Piracy learning sources Curated legal list only
AiProvider.gemini / openai / claude AiProvider.local or AiProvider.ghost
Always-resident on-device model AMI dynamic load/unload, one at a time
OSRM lat,lng URLs lng,lat (longitude first)
Nominatim without UA User-Agent: alaivOS/1.0
Traffic chips in % Minutes ("adds ~8 min")
POI full cards at z14-15 Glass pins: dots z13-15, mini z16, detail z17+
setState for complex logic Riverpod ref.watch
PowerSync Direct SQLite
Module init at startup Lazy via ModuleLoader.ensureLoaded()
Always-on high-accuracy GPS GpsManager 5-mode discipline
Gemini thinking-on default thinking: false for Instant paths

Pre-Commit Checklist

  1. dart analyze — 0 errors, 0 warnings, 0 GT violations.
  2. flutter test — all passing; count has gone UP, not down.
  3. Grep for withOpacity — 0 hits.
  4. Grep for unguarded debugPrint — 0 hits.
  5. Grep for hardcoded strings in Text( / Tooltip( / SnackBar( — 0 hits.
  6. Grep for "offline AI" — 0 hits (case-insensitive).
  7. New writer? Confirm it goes through serializedWrite().
  8. New notification? Confirm Smart Flutter Response handler exists.
  9. New external API? Confirm it's not a paid dep (zero-paid-API rule).
  10. Heat test on release APK if performance-sensitive path touched.

GT Audit Rules

  • GT1: Credits are the only Ghost gate — no capability gating.
  • GT2: AiProvider has exactly 2 values: local, ghost.
  • GT3: On-device = Qwen 3.5 only. Ghost = Gemma 4 E4B only.
  • GT4: One model loaded at a time. Never two. Never always-resident.
  • GT5: TTS v1.0 ship = Piper ONNX via sherpa_onnx. No ElevenLabs/WaveNet shipped.
  • GT6: E2EE universal — every tier including Starter.
  • GT7: Interactive map + voice nav + motorcycle time free for all tiers.
  • GT8: Dock = 14 modules (scrollable).

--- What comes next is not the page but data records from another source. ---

PR #2358, opened 2024-07-03
fix: Improve startup time with proper settings loading.

petejohanson:
* Avoid doing duplicate calls to setings_load_subtree, which iterates NVS fully each time under the hood, and instead use on settings_load later in the lifecycle.

Found this during Studio work, after we ended up with many more settings entries. Pinned it down to the many calls to `settings_load_subtree` which under the hood was actually loading the full NVS data each time, doing a ton of duplicate work. This refactor moves away from duplicate subtree loads. Doing so requires a bit of care to make timing work and have the right things loaded when needed, especially for BT initialization.

### DIFF
--- a/app/src/split/bluetooth/central.c
+++ b/app/src/split/bluetooth/central.c
@@ -12,6 +12,7 @@
 #include <zephyr/bluetooth/uuid.h>
 #include <zephyr/bluetooth/gatt.h>
 #include <zephyr/bluetooth/hci.h>
+#include <zephyr/settings/settings.h>
 #include <zephyr/sys/byteorder.h>
 
 #include <zephyr/logging/log.h>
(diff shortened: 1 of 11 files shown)


app/src/split/bluetooth/central.c
```diff
@@ -865,13 +866,34 @@ int zmk_split_bt_update_hid_indicator(zmk_hid_indicators_t indicators) {
...
 static int zmk_split_bt_central_init(void) {
     k_work_queue_start(&split_central_split_run_q, split_central_split_run_q_stack,
                        K_THREAD_STACK_SIZEOF(split_central_split_run_q_stack),
                        CONFIG_ZMK_BLE_THREAD_PRIORITY, NULL);
     bt_conn_cb_register(&conn_callbacks);
 
-    return IS_ENABLED(CONFIG_ZMK_BLE_CLEAR_BONDS_ON_START) ? 0 : start_scanning();
+#if IS_ENABLED(CONFIG_SETTINGS)
+    settings_register(&ble_central_settings_handler);
+    return 0;
```
caksoylar, line 893: Should this use `finish_init()` as well?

OmniOrb = modes. Separate concerns.
  • GT9: Zero paid API deps in POI/search pipeline (Google = kill-switch only).
  • GT10: Annual = pay 10 get 12.
  • GT11: Trial = 14 Pro + 7 Elite, mandatory interview, mandatory Day 14 phone verify.
  • GT12: Health data never synced to cloud, never in Ghost prompts.
  • GT13: "Zero-Data-Harvesting Architecture" — never "offline AI".
  • GT14: Annual pricing values read from lib/config/pricing.dart, never hardcoded.
  • GT15: Tier enum = 7 values; trial tiers remap in FeatureGate.

Alpha maintains this file. Any new P0 discovery adds a lesson in chronological order. Never delete lessons — lessons are cumulative history.